▶ Entries shown:
PR #6163, opened 2022-09-27
Fully overrides default slice fields of config (#4001)

mcdoker18:
**Description:** 

mapstructure library doesn't override full slice during unmarshalling. Origin issue: https://github.com/mitchellh/mapstructure/issues/74#issuecomment-279886492 To address this we zeroes every slice before unmarshalling unless user provided slice is nil.

**Link to tracking Issue:** https://github.com/open-telemetry/opentelemetry-collector/issues/4001

### DIFF
--- a/confmap/confmap.go
+++ b/confmap/confmap.go
@@ -168,6 +168,7 @@ func decodeConfig(m *Conf, result interface{}, errorUnused bool) error {
 			mapstructure.StringToTimeDurationHookFunc(),
 			mapstructure.TextUnmarshallerHookFunc(),
 			unmarshalerHookFunc(result),
+			zeroesSliceHookFunc(),
 		),
 	}
 	decoder, err := mapstructure.NewDecoder(dc)
@@ -317,6 +318,23 @@ func marshalerHookFunc(orig interface{}) mapstructure.DecodeHookFuncValue {
 			return nil, err
 		}
 		return conf.ToStringMap(), nil
+	}
+}
+
+// mapstructure library doesn't override full slice during unmarshalling.
+// Origin issue: https://github.com/mitchellh/mapstructure/issues/74#issuecomment-279886492
+// To address this we empty every slice before unmarshalling unless user provided slice is nil.
+func zeroesSliceHookFunc() mapstructure.DecodeHookFuncValue {
+	return func(from reflect.Value, to reflect.Value) (interface{}, error) {
+		if from.Kind() == reflect.Slice && from.IsNil() {
+			return from.Interface(), nil
+		}
+
+		if to.CanSet() && to.Kind() == reflect.Slice {
+			to.Set(reflect.MakeSlice(reflect.SliceOf(to.Type().Elem()), 0, 0))
+		}
+
+		return from.Interface(), nil
 	}
 }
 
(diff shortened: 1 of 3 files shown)


confmap/confmap_test.go
```diff
@@ -334,3 +334,124 @@ func TestUnmarshalerErr(t *testing.T) {
...
+
+type (
+	innerStructWithSlices struct {
+		Ints []int `mapstructure:"ints"`
+	}
+	structWithSlices struct {
+		Strings []string              `mapstructure:"strings"`
+		Nested  innerStructWithSlices `mapstructure:"nested"`
+	}
+)
```
dmitryax, line 346: Nit: please move them inside the test function and remove the type grouping.

dmitryax (commented):
Thanks for addressing the issue! Overall LGTM. Just one nit regarding tests

confmap/confmap.go
```diff
@@ -239,6 +240,23 @@ func unmarshalerHookFunc(result interface{}) mapstructure.DecodeHookFuncValue {
 	}
 }
 
+// mapstructure library doesn't override full slice during unmarshalling.
+// Origin issue: https://github.com/mitchellh/mapstructure/issues/74#issuecomment-279886492
+// To address this we zeroes every slice before unmarshalling unless user provided slice is nil.
+func zeroesSliceHookFunc() mapstructure.DecodeHookFuncValue {
+	return func(from reflect.Value, to reflect.Value) (interface{}, error) {
+		if from.Kind() == reflect.Slice && from.IsNil() {
```
bogdandrutu, line 248: Len() == 0? No need to re-initialize if empty?

mcdoker18: If user provides empty list in the config explicitly then we zeroes the default value of the field.

mcdoker18:
@bogdandrutu @dmitryax please can you take a look? All comments are fixed.

confmap/confmap.go
```diff
@@ -320,6 +321,23 @@ func marshalerHookFunc(orig interface{}) mapstructure.DecodeHookFuncValue {
 	}
 }
 
+// mapstructure library doesn't override full slice during unmarshalling.
+// Origin issue: https://github.com/mitchellh/mapstructure/issues/74#issuecomment-279886492
+// To address this we zeroes every slice before unmarshalling unless user provided slice is nil.
```
dmitryax, line 326:
```suggestion
// To address this we empty every slice before unmarshalling unless user provided slice is nil.
```

mcdoker18:
@dmitryax fixed

dmitryax (approved):
LGTM

confmap/confmap.go
codeboten: @bogdandrutu do you mean if both source and destination are 0 then we should just return?

codeboten (approved):
The PR looks ok to me, will merge once @bogdandrutu's comments have been addressed

confmap/confmap.go
bogdandrutu: Lets start with this:
`nil != initialized and len 0`

```yaml
foo:
```

```yaml
foo: []
```

What is the behavior we want in these cases? Please document them somewhere, in order for me to understand if the implementation is ok.

bogdandrutu: Ping on this.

▶ What is being asked: Find each line above with the string "unmarshalerHookFunc", then report how many there are. Write only the number.

▶ Exercise solution: 2